Jeśli to nie trolling i prowokacja, to przerażająca jest pycha i głupota bijąca z tego co napisałeś. To jest tak głupie i beznadziejne że szkoda słów żeby to w ogóle komentować.
Kłania się czytanie całości wpisu, ze zrozumieniem. Wyrywanie zdań z kontekstu i dorabianie własnej interpretacji to raczej poszczekiwanie charakterystyczne dla małych szczeniaczków. Jeśli nie zrozumiałeś tego, co napisałem wcześniej, to wystarczyło poprosić o wytłumaczenie/wyjaśnienie.
Jednak fakt, ułom! xD
” Z jednej strony mamy „sprzęt do połączenia bezprzewodowego”, a z drugiej prowadzić ma do niego kabel.” – Każde urządzenie nawet bezprzewodowe wymaga prądu. Akumulatory się nie sprawdzają, poza filmami.
Tylko po co zasilanie miałoby iść z dwóch pokoi?
a były dwa?
„wywiercono w pokoju Sz. i Z.”
chyba jeden pokój dwóch osób
Słuszna obserwacja.
No nie wiem…
„wywiercono w pokoju Sz. i Z.”
to może być faktycznie jeden pokój w którym siedzą 2 osoby, albo też piszący używał skrótu myślowego (tak częstego w mediach społecznościowych) i mając na myśli 2 osobne pokoje panów Sz. i Z., napisał to co napisał. Ja bym brał pod uwagę obydwie możliwości.
Czy tvp podala jakis przyklad tego hejtu? Powaznie pytam.

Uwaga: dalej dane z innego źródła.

Issue #538, opened 2023-11-01
[BUG] Could not retrieve device information


arthurcruz1:
Drive is not shown on the WebUI

`docker compose exec scrutiny /opt/scrutiny/bin/scrutiny-collector-metrics run`

```
Error:
Could not retrieve device information for sda: exit status 2  type=metrics
```

`smartctl --info --json --device sat /dev/sda  type=metrics`

```
smartctl --info --json --device sat /dev/sda  type=metrics
{
  "json_format_version": [
    1,
    0
  ],
  "smartctl": {
    "version": [
      7,
      3
    ],
    "svn_revision": "5338",
    "platform_info": "aarch64-linux-5.15.0-1042-raspi",
    "build_info": "(local build)",
    "argv": [
      "smartctl",
      "--info",
      "--json",
      "--device",
      "sat",
      "/dev/sda",
      "type=metrics"
    ],
    "messages": [
      {
        "string": "ERROR: smartctl takes ONE device name as the final command-line argument.",
        "severity": "error"
      }
    ],
    "exit_status": 1
  }
}
```

`docker logs scrutiny`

Za nim Tor się pojawił wiedziałem że to co człowiek stworzy to i zniszczy. Taka natura ludzi. Na git hubie jest dużo programów opartych o informatykę kwantową do statystycznej analizy TOR, szyfrowania dysków, VPN, Antywirusów i innych zabezpieczeń nawet OTR i OTP do złamania jest piszą to studenci, hakerzy i służby za darmo z git hub. Jak ktoś ma dobry komputer jak 10 rdzeniowy procesor i wykorzystuje logikę lustrzaną i inżynierie odwróconą. Do tego wykorzystuje w procesorze do pracy procesora algorytm teleportacji między wątkami i rdzeniami czy całymi obwodami to komputer na 2GHz działa jak by miał kilka rdzeni a łamanie zabezpieczeń tych co powyżej to prosta sprawa. Ja nie wierzę w reklamę i bezpieczeństwo. Warto dodać że służby mają Alexe i chronowizor więc jak jesteś dobrze obwarowany to widzą co robisz bez śledzenia cię w sieci czy telefonie dostępem kwantowym. Niedługo powstaną takie zestawy łamania zabezpieczeń że pakiet IP przejdzie jak duch przez zabezpieczenia jak kubit kwantowy i da ci odpowiedzi bez łamania zabezpieczeń takie dają możliwości algorytmy kwantowe. Stawianie zabezpieczeń VPN to jak płot w domu wystarczy go obalić.